RFID will play a greater role in the supply chain
Staff -- Logistics Management, 7/1/2002
Analysts at Allied Business Intelligence of Oyster Bay, N.Y., a well-known technology think tank, are predicting that the market for radio-frequency identification (RFID) devices will experience a sharp increase in sales over the next five years as companies look to deploy that technology in the supply chain.
RFID equipment includes transponders and related hardware and systems. Transponders, often simply called "tags," basically consist of an integrated circuit and an antenna. "Passive" tags rely on an outside power source to read the signal, while "active" tags have their own batteries. Because transponders transmit signals to a reader that notes their location, this technology is being adopted as a means of marking and tracking trailers and containers throughout the supply chain.

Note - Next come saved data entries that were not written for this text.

PR #9692, opened 2023-11-20
Introduce DNS_SKIP_LOCAL_RESOLUTION config

simonrw:
## Motivation

Sometimes we may wish to skip resolving a DNS name with the LocalStack DNS server. For example, when using [transparent endpoint injection](https://docs.localstack.cloud/user-guide/tools/transparent-endpoint-injection/) some AWS URLs need to resolve to addresses on the public internet in order to e.g. fetch something from an S3 bucket.

We currently support this feature with the configuration variable `DNS_LOCAL_NAME_PATTERNS`, but this name sounds like it does the opposite -> "local name patterns" sounds like it will either:

* add a name to be resolved locally, or
* resolve a specific name to the local address.

This is not the case.

## Changes

We cannot remove this configuration variable since it is a breaking change, and we have not introduced a deprecation phase. This PR starts the deprecation phase of `DNS_LOCAL_NAME_PATTERNS`, and instead lets the user configure `DNS_SKIP_LOCAL_RESOLUTION`. Currently during this deprecation phase, we accept both variables, however in the future `DNS_LOCAL_NAME_PATTERNS` will not be used to configure DNS resolution.

### DIFF
--- a/localstack/config.py
+++ b/localstack/config.py
@@ -1015,7 +1015,8 @@ DNS_PORT = int(os.environ.get("DNS_PORT", "53"))
 # Comma-separated list of regex patterns for DNS names to resolve locally.
 # Any DNS name not matched against any of the patterns on this whitelist
 # will resolve to the real DNS entry, rather than the local one.
-DNS_LOCAL_NAME_PATTERNS = (os.environ.get("DNS_LOCAL_NAME_PATTERNS") or "").strip()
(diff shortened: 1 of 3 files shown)


dfangl (approved):
I think this is a good idea, and the new name is clearer. Not entirely sure about it, but I cannot name a better alternative for now :)

Issue #9695, opened 2023-11-20
bug: SFN - `$$.Execution.StartTime` is giving `"21:09:14.150266"` instead of `"2019-03-26T20:14:13.192Z"` format


BrianMcBrayer:
### Is there an existing issue for this?

- [X] I have searched the existing issues

### Current Behavior

Currently, when passing `$$.Execution.StartTime` as a parameter to a SFN lambda, it is coming in in the format `HH:MM:SS.###`.

### Expected Behavior

`$$.Execution.StartTime` should be an ISO 8601 datetime string.

### How are you starting LocalStack?

With a docker-compose file

### Steps To Reproduce

This is run in a docker compose file.

Step function definition is

```json
{
  "Comment": "Sample SFN",
  "StartAt": "SampleLambda",
  "States": {    
    "SampleLambda": {
      "Type": "Task",
      "Resource": "arn:aws:states:::lambda:invoke",
      "End": true,
      "Parameters": {
        "FunctionName": "Sample-Function",
        "Payload": {
          "data": {
            "startDateTime.$": "$$.Execution.StartTime"
          }
        }
      }
    }
  }
}
```

### Environment

```markdown
- OS: Mac OS Ventura 13.6.1
- LocalStack:
LocalStack version: 3.0.1.dev
LocalStack build date: 2023-11-20
LocalStack build git hash: 3e32b438
```

### Anything else?

Thank you so much for your hard work.

PR #9702, opened 2023-11-21
Fix StepFunctions execution date formatting

dominikschubert:
## Motivation

Resolves https://github.com/localstack/localstack/issues/9695

The returned string needs to look like this: "2023-11-21T06:27:31.545Z" which is not the default isoformat which we've been using previously. It also seems like AWS always returns UTC timestamps as far as I can see.

## Changes

- Changes format of serialized timestamp for execution start and end date.
- Explicitly use UTC everywhere when creating timestamps to hopefully avoid any future issues.

## TODO

What's left to do:

- [ ] cover other (de-)serializations, e.g. strptime

### DIFF
--- a/localstack/services/stepfunctions/asl/component/state/state.py
+++ b/localstack/services/stepfunctions/asl/component/state/state.py
@@ -117,7 +117,7 @@ class CommonStateField(EvalComponent, ABC):
         )
 
         env.context_object_manager.context_object["State"] = State(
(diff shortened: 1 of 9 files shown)


BrianMcBrayer (commented):
Looks great to me

BrianMcBrayer:
@dominikschubert @MEPalma any chance on this getting merged? I am sorry to bother you and I appreciate all your work.

MEPalma (approved):
Thank you @dominikschubert!

PR #9709, opened 2023-11-22
remove sqs-query from health endpoint

alexrashed:
## Motivation
This PR removes the service alias for SQS to support the old `query` protocol from the health endpoint (because it's not its own AWS service, just an alias for an existing service used to distinguish between the routing and allow loading a separate spec).

## Changes
Explicitly removes `sqs-query` from the health endpoint as a temporary workaround (until the "service alias" has been removed again).

/cc @Pive01

### DIFF
--- a/localstack/services/internal.py
+++ b/localstack/services/internal.py
@@ -87,7 +87,10 @@ class HealthResource:
         if reload:
             self.service_manager.check_all()
         services = {
-            service: state.value for service, state in self.service_manager.get_states().items()
+            service: state.value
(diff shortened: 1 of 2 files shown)


bentsku (approved):
LGTM! thanks a lot for fixing this, which could be a bit weird for users. That will be a big search for all the "sqs-query" when removing the alias 😄

alexrashed:
@bentsku Oh yes, looking forward to cleaning that up. Actually I'm already on it: https://github.com/localstack/localstack/pull/9710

Because RFID holds such promise for supply chain applications, Allied Business analysts expect that supply chain and asset management applications together will account for two-thirds of all transponder shipments over the next five years. Nineteen percent of the transponders shipped this past year were bought for supply chain applications alone. Supply chain-related sales will account for 46 percent of the market in 2007, they predict.
According to the company's forecasts, transponder manufacturers will ship 323 million units in 2002, and that number will jump to 1.6 billion in 2007. Total sales of RFID equipment are forecast to double from about $500 million today to about $1.1 billion by 2007.
Edward Rerisi, author of a recent report on RFID applications for the think tank, says it's clear why RFID technology is so well suited to supply chain monitoring. "Supply chain applications can tap into the value proposition by providing status updates and real-time tracking—in other words, which trucks have left a distribution facility and come into another facility or retail center," he says.
Rerisi notes that today passive tags sell for about $1 but says that the cost of an individual tag should drop as the volume of production goes up. "The goal is a five-cent tag," he adds, "although that won't happen by 2007."
RFID's potential role in supply chain management is so promising that a group of consumer-goods manufacturers and technology companies has announced that it will establish an RFID Center of Excellence. The center will be a forum for developing applications for RFID technology in the consumer-goods supply chain.
Participants include Unilever, Georgia-Pacific and Kimberly-Clark, along with RFID technology providers Marconi InfoChain, RedPrairie (formerly McHugh Software) and Intermec. CHEP, a container and pallet pooling specialist, will also participate. Initial research on inventory visibility and tracking is being conducted at distribution centers that support Sam's Club and Wal-Mart stores in collaboration with the Massachusetts Institute of Technology's Auto-ID Center.
"We are looking at how RFID can streamline collaborative planning, forecasting and replenishment (CPFR)," explained Paul Witt, Marconi InfoChain's vice president of business development, in announcing the project. "The Center of Excellence will help drive this process to establish a benchmark in productivity."